Exercise details: Once every line below with "style" has been counted, state the total and nothing else.

Collected data
PR #1568, opened 2026-04-25
Add Simplified Chinese (zh_CN) translation

Iamliuxiaozhen:
This PR introduces an initial Simplified Chinese (zh_CN) translation.

Key points:
- Covers a subset of commonly visible messages
- Keeps technical terms (e.g. PAM, sudoers) untranslated for clarity
- Maintains consistency with typical Linux localization style
- All placeholders and formatting preserved

Validation:
- msgfmt --check --verbose passed successfully

Future work:
- Expand translation coverage
- Review terminology consistency
- Align wording with other GNU/Linux tools where applicable


Iamliuxiaozhen:
Hi! Just a gentle ping on this PR 😊

This PR adds initial Simplified Chinese (zh_CN) translations for sudo-rs.

- Only affects localization files (no logic changes)
- All checks are passing
- Follows typical GNU/Linux translation style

Answer area: 2